Sr Principal Application Security Engineer
Job ID
72377
Posted
17-Jun-2022
Service line
Corporate Segment
Role type
Full-time
Areas of Interest
Digital & Technology/Information Technology
Location(s)
Remote - US - Remote - US - United States of America

Job Summary

The mission of the individual in this role is to leverage their strong understanding of enterprise-level knowledge and/or expert knowledge to mitigate cyber security risk through the strategic development and implementation of Security Champion and Product Security Engineering programs . They will actively work with the CBRE business, Digital & Technology and other partner organizations (Compliance, Risk Mgmt., Audit, & Legal) to seamlessly integrate security processes, tools, and people into the business culture providing a holistic security ecosystem, driving continuous improvements and seamless protection / monitoring capabilities globally. Leads and executes on complex initiatives that drive problem resolution. As a senior member on the team, this individual will work with progressive development teams with a mindset toward being agile and solving problems iteratively.

Experience in all skills listed is not necessary to be qualified for the position. If you have relevant similar experience, we still want to talk to you.

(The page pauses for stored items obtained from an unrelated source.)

PR #565, opened 2020-02-28
Check if data is of type str

### LINKED ISSUE #564: caproto-put fails to assign enum type PVs
Cannot find a way to successfully assign enum PVs using `caproto-put`.

`caproto-get` works as expected.

Easy way to reproduce if `docker` available:

```bash
# Terminal 1
$ docker run -it dmscid/lewis chopper
(Ctrl-C to quit)

# Terminal 2
$ caproto-get AutoPark
AutoPark                                  [false]
$ caproto-get -d int AutoPark
AutoPark                                  [0]
$ caproto-put AutoPark 1
'int' object is not subscriptable
$ caproto-put AutoPark true
invalid literal for int() with base 10: 'true'
$ caproto-get AutoPark
AutoPark                                  [false]
```

To verify PV type and possible values:
```bash
$ caget -d 31 AutoPark
AutoPark
    Native data type: DBF_ENUM
    Request type:     DBR_CTRL_ENUM
    Element count:    1
    Value:            false
    Status:           NO_ALARM
    Severity:         NO_ALARM
    Enums:            ( 2)
                      [ 0] false
                      [ 1] true
```
Using `caget` here because `caproto-get` seems to ignore option `-d 31` / request type `DBR_CTRL_ENUM`.

MikeHart85:
Closes #564.

In Python3, checking if a variable `isinstance` of `str` should be sufficient to determine stringyness.

The previous condition prevented enum type PVs from being set.

### DIFF
--- a/caproto/sync/client.py
+++ b/caproto/sync/client.py
@@ -548,7 +548,9 @@ def _write(chan, data, metadata, timeout, data_type, notify):
         stringy_data = False
         if isinstance(data, (str, bytes)):
             stringy_data = True
-        if hasattr(data, '__getitem__') and isinstance(data[0], (str, bytes)):
+        if hasattr(data, '__getitem__') \
+                and len(data) > 0 \
+                and isinstance(data[0], (str, bytes)):
             stringy_data = True
 
         if stringy_data:
--- a/caproto/sync/client.py
+++ b/caproto/sync/client.py
@@ -542,10 +542,16 @@ def _write(chan, data, metadata, timeout, data_type, notify):
     logger.debug("Detected native data_type %r.", chan.native_data_type)
     # abundance of caution
     ntype = field_types['native'][chan.native_data_type]
-    if data_type is None:
-        # Handle ENUM: If data is INT, carry on. If data is STRING,
-        # write it specifically as STRING data_Type.
-        if (ntype is ChannelType.ENUM) and isinstance(data, str):
+    if (data_type is None) and (ntype is ChannelType.ENUM):
+        # Change data_type to STRING if data contains string-like data, or
+        # iterable of string-like data
+        stringy_data = False
+        if isinstance(data, (str, bytes)):
+            stringy_data = True
+        if hasattr(data, '__getitem__') and isinstance(data[0], (str, bytes)):
+            stringy_data = True
+
+        if stringy_data:
             logger.debug("Will write to ENUM as data_type STRING.")
             data_type = ChannelType.STRING
     logger.debug("Writing.")
@@ -597,7 +603,7 @@ def write(pv_name, data, *, notify=False, data_type=None, metadata=None,
     ----------
     pv_name : str
         The PV name to write to
-    data : str, int, or float or any Iterable of these
+    data : str, bytes, int, or float or any Iterable of these
         Value(s) to write.
     notify : boolean, optional
         Request notification of completion and wait for it. False by default.
@@ -680,7 +686,7 @@ def read_write_read(pv_name, data, *, notify=False,
     ----------
     pv_name : str
         The PV name to write/read/write
-    data : str, int, or float or a list of these
+    data : str, bytes, int, or float or any Iterable of these
         Value to write.
     notify : boolean, optional
         Request notification of completion and wait for it. False by default.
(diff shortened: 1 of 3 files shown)


tacaswell:
knee-jerk comments from the :peanuts: gallery.

I think this is also colliding with the details about "should a scalar be a single value or a length 1 array in the code base".

Internally I thought we kept everything as bytes rather than `str`?  There are some issues with encoding and dealing with when we go to (iirc) latin-1 to push the strings out to the wire.

MikeHart85:
It definitely comes in as a single value in this scenario, but whether it should is a different question.

> Internally I thought we kept everything as bytes rather than str? There are some issues with encoding and dealing with when we go to (iirc) latin-1 to push the strings out to the wire.

Yes, that part struck me as odd as well.

After applying this change, it works, but note the type on the old and new values:

```bash
$ caproto-put AutoPark 1
Old : AutoPark                                  [b'false']
New : AutoPark                                  [b'true']
$ caproto-put AutoPark false
Old : AutoPark                                  [b'true']
New : AutoPark                                  [b'false']
```

Also:

```python
>>> type(b'foobar')
<class 'bytes'>
>>> isinstance(b'foobar', str)
False
```

So, at that particular point in the code, `data` is definitely of type `str` and not `bytes`. But in other parts of the system it is kept as `bytes`, and presented to the user that way.

Should we expand this PR to investigate a bit more and see if we can make that more consistent, or leave that for another time and consider this a small bugfix for this specific scenario? The change as is shouldn't affect anything other than enum PVs, since that's also part of the condition.

MikeHart85:
Looks like I spoke too soon... judging by those test failures, this breaks other usage scenarios. I'll have a closer look.

MikeHart85:
I don't think most (all?) of the test failures from before had anything to do with this change. They look like timeouts waiting for fake IOCs to spin up, which I don't think can be related?

I've expanded type checking such that the condition will pass for any string, byte string, or iterable thereof. This should bring expectations of possible inputs in line with the documentation of `write` and `read_write_read` (which I've also updated to include `bytes`):

```
    data : str, bytes, int, or float or any Iterable of these
        Value(s) to write.
```

The condition was starting to get a bit convoluted, since you have to watch out for `bytes` being difficult to distinguish from a list of ints, so I decided to inwind it and make it a bit more verbose but hopefully also easier to follow.

caproto/sync/client.py
```diff
@@ -542,10 +542,16 @@ def _write(chan, data, metadata, timeout, data_type, notify):
...
     # abundance of caution
     ntype = field_types['native'][chan.native_data_type]
-    if data_type is None:
-        # Handle ENUM: If data is INT, carry on. If data is STRING,
-        # write it specifically as STRING data_Type.
-        if (ntype is ChannelType.ENUM) and isinstance(data[0], bytes):
+    if (data_type is None) and (ntype is ChannelType.ENUM):
+        # Change data_type to STRING if data contains string-like data, or
+        # iterable of string-like data
+        stringy_data = False
```
danielballan: Easier to follow. Also, I love this variable name.

caproto/sync/client.py
```diff
@@ -542,10 +542,16 @@ def _write(chan, data, metadata, timeout, data_type, notify):
...
+        if isinstance(data, (str, bytes)):
+            stringy_data = True
+        if hasattr(data, '__getitem__') and isinstance(data[0], (str, bytes)):
```
klauer: `data = tuple()` I believe would be problematic. Should add condition for `len(data)` as well

MikeHart85: I hadn't thought of that at all, good catch.

MikeHart85:
Test failures still look like timeouts that aren't likely to be related (after merging updated master).

Command line behavior seems to be as expected now:

```bash
$ docker run -itd --rm --name test_ioc dmscid/lewis chopper
$ cd /path/to/caproto
$ python -m caproto.commandline.get AutoPark
AutoPark                                  [false]
$ python -m caproto.commandline.put AutoPark 1
Old : AutoPark                                  [b'false']
New : AutoPark                                  [b'true']
$ python -m caproto.commandline.put AutoPark 0
Old : AutoPark                                  [b'true']
New : AutoPark                                  [b'false']
$ python -m caproto.commandline.put AutoPark true
Old : AutoPark                                  [b'false']
New : AutoPark                                  [b'true']
$ python -m caproto.commandline.put AutoPark false
Old : AutoPark                                  [b'true']
New : AutoPark                                  [b'false']
$ docker stop test_ioc
```

klauer:
Let's re-run this after #557 is in.

klauer:
Both travis/azure are mostly happy, with a few random failures (_oh, caproto..._).

Thanks @MikeHart85, merging now...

Essential Duties and Responsibilities

·       Be a broker of security, being able to sell the benefits of security, while being mindful of the needs of development teams all over the world

·       Evaluate existing Security Champions program to identify areas for improvement and change

·       Establish approaches for identifying new Security Champions and evaluating Champion growth and impact

·       Define strategic approach for to increase the reach of application security within the organization through development of a new Product Security Engineer program.

·       Understand the concepts of assessing risk, rather than just saying “No”. Be able to find a way to make development teams successful, while still ensuring secure practices

·       Configuring, and administrating technologies for our product teams including SAST, DAST, OSA, secrets management, etc...

·       Help software development teams to understand, and remediate security findings

·       Work with development teams throughout the entire SDLC to ensure code is secure by design, and all the way through production deployment.

·       Assist in development of internal security policies, procedures, and guidelines

·       Be able to quickly come up to speed on new and emerging technologies/cloud services, and understand how to establish at least a baseline of security for them

·       Have well founded opinions and be willing to express your disagreement when something doesn't pass the ‘smell test’ for you.

·       Other duties as assigned

Supervisory Responsibilities

Shape the direction of the program team moving forward. May provide formal supervision to individual employees within single functional or operational area. Recommends staff recruitment, selection, corrective action and termination. Prepares and delivers performance appraisal for staff. Mentors and coaches team members to further develop competencies. Leads by example and models behaviors that are consistent with the company's values.


Education and Experience

·       Previous experience developing and/or running a Security Champions program

·       Advanced understanding of DevOps practices, and CICD pipelines

·       Advanced understanding of application security testing tools for SAST, DAST, OSA, etc.

·       Advanced experience with either AWS or Azure

·       Strong experience with containers and orchestration platforms (Kubernetes, Mesos, etc.)

·       Strong experience with Kubernetes as well as managed deployments such as EKS and AKS

·       Strong experience integrating application security into Agile teams

·       Strong experience in threat modeling

·       Intermediate knowledge of Infrastructure as Code (Terraform, Ansible, etc.)

·       Bachelor's degree (BA/BS) in a related field of work

o   or equivalent combination of education and experience (equivalent work experience = 2 years of related experience for every year of higher-level education).

Other Skills and/or Abilities

·       Experience with GCP or AliCloud security capabilities

·       Understanding of modern software development practices

Communication Skills

Ability to comprehend, analyze, and interpret the most complex business documents. Ability to respond effectively to the most sensitive issues. Ability to write reports, manuals, speeches and articles using distinctive style. Ability to make effective and persuasive presentations on complex topics to employees, clients, top management and/or public groups. Ability to motivate and negotiate effectively with key employees, and management to take desired action.

Reasoning Ability

Ability to solve advanced problems and deal with a variety of options in complex situations. Requires expert level analytical and quantitative skills with proven experience in developing strategic solutions for a growing matrix-based multi-industry sales environment. Draws upon the analysis of others and makes recommendations that have a direct impact on the company.


CBRE is an equal opportunity/affirmative action employer with a long-standing commitment to providing equal employment opportunity to all qualified applicants regardless of race, color, religion, national origin, sex, sexual orientation, gender identity, pregnancy, age, citizenship, marital status, disability, veteran status, political belief, or any other basis protected by applicable law.

NOTE: An additional requirement for this role is the ability to comply with COVID-19 health and safety protocols, including COVID-19 vaccination proof and/or rigorous testing.